A: You are right in that * is not valid for irreversible processes, however there is no paradox here. The reason is that entropy is a function of state (it does not depend on how the system reaches a given state, only on the state itself), so you can calculate the change in entropy of an irreversible process by using a reversible process that has the same initial and final states.
A: 
In a quasi-static process we expand the gas to the entire volume V.
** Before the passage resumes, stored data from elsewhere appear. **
Issue #5520, opened 2020-06-02
Advertize AET public key in /.well-known/fxa-client-configuration


data-sync-user:
(I was sure we already had an issue on file for this, but I can't find such - please feel free to close this as a dupe [~jhirsch@mozilla.com])

For FxA clients to be able to generate placeholder AET anon_id values, they need to be able to discover the appropriate public key with which to encrypt them. I propose that FxA advertize this value as part of its `/.well-known/fxa-client-configuration` bundle, as a list of keys (which to begin with would only contain a single item.

┆Issue is synchronized with this [Jira Task](https://jira.mozilla.com/browse/FXA-2014)
┆Issue Number: FXA-2014

data-sync-user:
➤ Ryan Kelly commented:

Strawman: add a new key to `fxa-client-configuration` named "ecosystem_anon_id_keys". Its value would be a list of JWK objects, to support eventual rotation of these keys. For the first version it would contain only a single key, corresponding to the one owned by the AET data pipeline.

data-sync-user:
➤ Chelsea Lewis commented:

[~wclouser@mozilla.com]/[~jhirsch@mozilla.com] Can we get an estimate on this one, assumine it's not a dupe (note rfk's comment within Description)

data-sync-user:
➤ Jared Hirsch commented:

Sure: the route for fxa-client-configuration already exists, and we just need to coordinate with ops and data eng teams to make sure the key is dropped into our configs as a list with a single item. Calling it a 3 because of the coordination pieces.

data-sync-user:
➤ Jared Hirsch commented:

In response to my question as to how you would expand the gas quasi-statically, you responded:

Think of there being multiple walls. Each one with very small distance
  to the other one. We start pulling out wall after wall. Since the
  walls are very close to each other in each step we are close to
  equilibrium.

I would submit to you that your scheme would not result in a quasi-static (reversible) process. The reason is for a process to be quasi-static, thermal and mechanical disequilibrium needs to be minimized, i.e., approach zero. The procedure you describe doesn't, in my view, achieve this.
If I wish to compress a gas quasi-statically, the pressure of the surroundings must be infinitesimally greater than the pressure of the gas. Likewise, if I wish to expand a gas quasi-statically, the pressure of the gas must be infinitesimally greater than the pressure of the surroundings. In the scheme you propose you are making the displacements infinitely small, but no matter how small you make the volume of the evacuated space between the removable walls, it does not reduce the pressure differential between the gas and the vacuum when a wall is removed. 
Bottom line: When you remove the wall  no matter how small the volume, the pressure differential remains finite, not infinitesimally small. Therefore, in my view, the process is not quasi-static. 
Hope this helps.
A: I think that the reason is: In the 1st law, P in PdV is the pressure in the gas, but not the external pressure which is zero It was proven in my paper:I. A. Stepanov, Determination of the isobaric heat capacity of gases heated by compression using the Clément-Desormes method,  Journal of Chemical, Biological and Physical Sciences. Section C.  10(3), (2020), 108  116,. Free online. https://DOI.org10.24214/jcbsc.C.10.1.10816
A: Indeed the entropy of the outside (the environment) has not changed because the walls are adiabatic. This is what your second computation (*) showed, as you have referred to heat exchanged with the environment.
However, the entropy is increasing? Why?
In a (very metaphorical, not physical!) way, there is heat transfer (although a subtle one [and one that I would not call heat in a very proper sense]) between the two halves of the container as you remove the separation.  Basically, as there is the expansion, you might imagine there being a flow of moving molecules (i.e. kinetic energy) and thus a flow of heat (i.e. kinetic energy) between the two halves.
So there is entropy production inside the container, despite no heat coming from the outside.
That "hidden" heat is hard to define for an irreversible process. That is why we refer to that of a reversible one.
edit: as pointed out in comments, I do not intend to say that there actually is heat flow, but rather to give a "picture" of what is physically happening. 
The proper way to "see" where the entropy is coming from would be to refer to other definitions of entropy (the $S=klogW$ with $W$ number of microstates being the best one) or to compute it using a reversible path (isothermal+adiabatic). However that does not really explain why the entropy increases without any heat flowing in.